Slow GST refunds continue to hurt exporters (who are entitled to complete refunds as exports are zero rated) in certain sectors, despite government claims.
The government claims that corrective measures taken in October to speed up refunds have alleviated the distress in the case of working capital-intensive sectors, but the impact on the ground appears to have been uneven.
Here, too, there seem to be two factors at work. First, the higher the working capital to sales ratio, the more the disruption in the sector concerned. Second, it appears that sectors with a long domestic value chain have been impacted more by delayed refunds than those where the inputs are imported.
An RBI paper “Working Capital constraints and exports: Evidence from the GST roll-out” (February 12, 2018) concedes that exports in October registered a de-growth of 1.2 per cent largely on account of the refunds delays. The 30.5 per cent growth in November exports is attributed not just to the base effect (demonetisation) but also to improvement on the refunds front. While exports were up 9 per cent in 2017-18, some sectors seem to have fared worse than the others. “The export contributing sectors with high working capital/sales ratio were hit the most due to these liquidity constraints,” the paper says.
Hence, sectors such as textiles, tea, gems and jewellery and electronic goods with high working capital to sales ratios (34 per cent, 41 per cent, 45 per cent and 61 per cent) registered negative growth in March-October 2017, to take only a few examples, according to the paper.
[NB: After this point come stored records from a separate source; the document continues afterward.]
PR #16345, opened 2026-06-27
🐛 fix(agent-runtime): strip callSubAgent in server sub-agent runs & resume parent on watchdog abandon

arvinxx:
#### 💻 Change Type

- [x] 🐛 fix

#### 🔗 Related Issue

Related to LOBE-10385 (orphan parent op stuck at `waiting_for_async_tool`).

#### 🔀 Description of Change

Diagnosed from a real fan-out orchestration (sample `tpc_2cSl5etd6wrV`): a parent op dispatched 4 sub-agents (one per conference). Two of them were killed by the inactivity watchdog and the parent then stayed parked in `waiting_for_async_tool` forever. Two independent bugs combined:

**1. Server sub-agent runs still expose `callSubAgent`.**
`#16311` added `resolveLobeAgentManifest`, which hides `callSubAgent` (both the API **and** the matching `systemRole` section) when `isSubAgent` / a group scope is set. But it was only wired into the **frontend** `createToolsEngine`. The server `createServerToolsEngine` kept using the static `tool.manifest`, so a server-side sub-agent (provider `lobehub`) still got `callSubAgent`. The model then recursed into nested sub-agents, which the runtime rejects with `NESTED_SUB_AGENT_NOT_ALLOWED`; it kept retrying, hung on a final tool call, and was killed ~10 min later by the inactivity watchdog.

> Note: the existing `isSubAgent` filters in `agentConfigResolver` / `aiAgent` only filter the user **plugins** array, but `lobe-agent` is a builtin injected via manifests — so filtering plugins never removed it.

Fix: thread `manifestContext { isSubAgent, scope }` through `createServerToolsEngine` / `createServerAgentToolsEngine`, and resolve each builtin's `resolveManifest(ctx)` for it — mirroring the frontend `ToolsEngineConfig.manifestContext` path.

**2. Watchdog-abandoned sub-agents never resume their parent.**
When the DO inactivity watchdog finalizes an abandoned op (`AbandonOperationService.finalizeAbandoned`), it marks the child errored but never fires the child's `onComplete` bridge, so a parent parked on `callSubAgent` is stranded (the structural single-point-of-failure tracked in LOBE-10385).

Fix: `finalizeAbandoned` now resolves the sub-agent → parent linkage before deleting the Redis state (`parentOperationId` + `threadId` from the operation row, `toolMessageId` = `thread.sourceMessageId`) and returns it as `subAgentResume`. The `finalize-abandoned` handler then bridges it via `AiAgentService.completeSubAgentBridge({ reason: 'error', ... })` — the same CAS-guarded, idempotent path the queue-mode `subagent-callback` uses.

The two fixes are complementary: #1 removes the recursion at the source; #2 guarantees the parent is unstuck even if a sub-agent is abandoned for any other reason.

#### 🧪 How to Test

- [x] Tested locally
- [x] Added/updated tests
- [ ] No tests needed

- `AgentToolsEngine` engine tests (41) — added 3: `callSubAgent` hidden when `manifestContext.isSubAgent`, hidden in `scope: 'group'`, present by default.
- `AbandonOperationService` tests (8) — added 2: sub-agent abandon surfaces `subAgentResume`; non-sub-agent does not.
- `tsc --noEmit` clean for all touched files.

#### 📝 Additional Information

No schema/migration changes. Server-only behavior; no UI changes.

### DIFF
--- a/apps/server/src/modules/Mecha/AgentToolsEngine/__tests__/index.test.ts
+++ b/apps/server/src/modules/Mecha/AgentToolsEngine/__tests__/index.test.ts
@@ -2,7 +2,7 @@
 import { GroupAgentBuilderManifest } from '@lobechat/builtin-tool-group-agent-builder';
 import { GroupManagementManifest } from '@lobechat/builtin-tool-group-management';
 import { KnowledgeBaseManifest } from '@lobechat/builtin-tool-knowledge-base';
-import { LobeAgentManifest } from '@lobechat/builtin-tool-lobe-agent';
+import { LobeAgentApiName, LobeAgentManifest } from '@lobechat/builtin-tool-lobe-agent';
 import { LocalSystemManifest } from '@lobechat/builtin-tool-local-system';
 import { MemoryManifest } from '@lobechat/builtin-tool-memory';
 import { RemoteDeviceManifest } from '@lobechat/builtin-tool-remote-device';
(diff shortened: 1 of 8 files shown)


arvinxx:
Addressed the P2 "propagate failed abandon bridge attempts" finding in a5403bd.

The original handler swallowed a failed `completeSubAgentBridge` and returned 200 — and since `finalizeAbandoned` had already deleted the child coordinator state, a redelivery would early-return `found:false` and never re-attempt the bridge, stranding the parent. Compounding it: the DO inactivity watchdog calls `/finalize-abandoned` **exactly once and never retries** (`if (!res.ok) return null`), so returning non-2xx alone creates no real retry path.

Fix:
- `AbandonOperationService` now **skips coordinator cleanup** when a parent resume is pending, so the durable `/subagent-callback` can still resolve the child's `userId` from coordinator metadata. The state expires on its own 2h Redis TTL (no leak).
- The handler hands the resume off to the **QStash-backed `/subagent-callback`** in queue mode — QStash redelivers on non-2xx until the backfill + CAS-resume land — and runs the bridge inline only in local/dev. Failures now **propagate to the outer catch (non-2xx)** instead of being masked behind a 200.

arvinxx:
Addressed the P2 "route abandoned group members through the group bridge" finding in dd3e382.

You're right: isolated group members run through the same `execAgentThreadRun` with `isSubAgent: true` + an isolation thread, only swapping in `createGroupActionMemberBridgeHook` — so their state metadata was byte-identical to a callSubAgent child. Abandoning the last member of a multi-member group action would have backfilled `thread.sourceMessageId` via `completeSubAgentBridge` and left the supervisor's K=N group barrier unsatisfied.

Fix: tag isolated group members with `orchestrationRole: 'member'`, plumbed through `execAgentThreadRun` options → the `createOperation` appContext → `state.metadata` (which spreads `...appContext`). `finalizeAbandoned` now skips ops with `orchestrationRole === 'member'`, so:
- genuine callSubAgent children (untagged) → resumed via the sub-agent bridge, as before;
- group members → left to their existing `scheduleGroupMemberTimeout` / `completeGroupActionMember` K=N machinery (no regression).

Verified nothing reads `state.metadata.orchestrationRole` today, so persisting it is inert elsewhere. Added a test asserting an abandoned `orchestrationRole: 'member'` op yields no `subAgentResume` and is cleaned up normally.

Biswajit Dhar, Professor of Economics, Jawaharlal Nehru University, explains: “It appears that GST refunds have hurt sectors with a long domestic value chain such as garments. It may not have impacted sectors such as pharma and gems and where the raw material is essentially imported.”
Exporters claim that risk-averse banks are reluctant to extend credit to small exporters in particular. Ajay Sahai, CEO, Federation of Indian Export Organisations, says that for SMEs, a substantial portion of the refunds are stuck. Unlike the bigger players, who have access to the domestic market, these companies solely depend on exports, he says.
Exporters can claim refunds on the taxes paid on both inputs and the finished goods. IGST refunds are held up by the mismatch between the information in the shipping bills and the information filled in the GSTR forms. Mohan Lavi, an independent chartered accountant, explains: “The export general manifest should not be treated as a document for taxation purposes. The authorities are making a mistake here, as a result of which refunds are held up.”
Even as tax authorities have set up help desks, there are localised reports of corruption. Forms in English pose a challenge to small industry, in particular. Small players lack the wherewithal to employ professionals.
Union Commerce Secretary Rita Teotia said: “We have had dedicated sessions of the GST Council primarily looking at refund bottlenecks. We have also examined the software glitches. There has been some improvement in the refunds. States must also begin the process of refunds.”
Overview of sectors
Leather: A sector with a large presence of small players is unable to afford professionals to sort out GST-related concerns. Israr Ahmed Mecca, Regional Chairman (South), Council for Leather Exports (CLE), states that “Exporters of finished leather, which accounts for 15 per cent of total exports, have been hit by refund delays.” Raw material attracts a higher tax rate (which ranges from 5 per cent to 28 per cent in the value chain), which can worsen the impact of refund delays.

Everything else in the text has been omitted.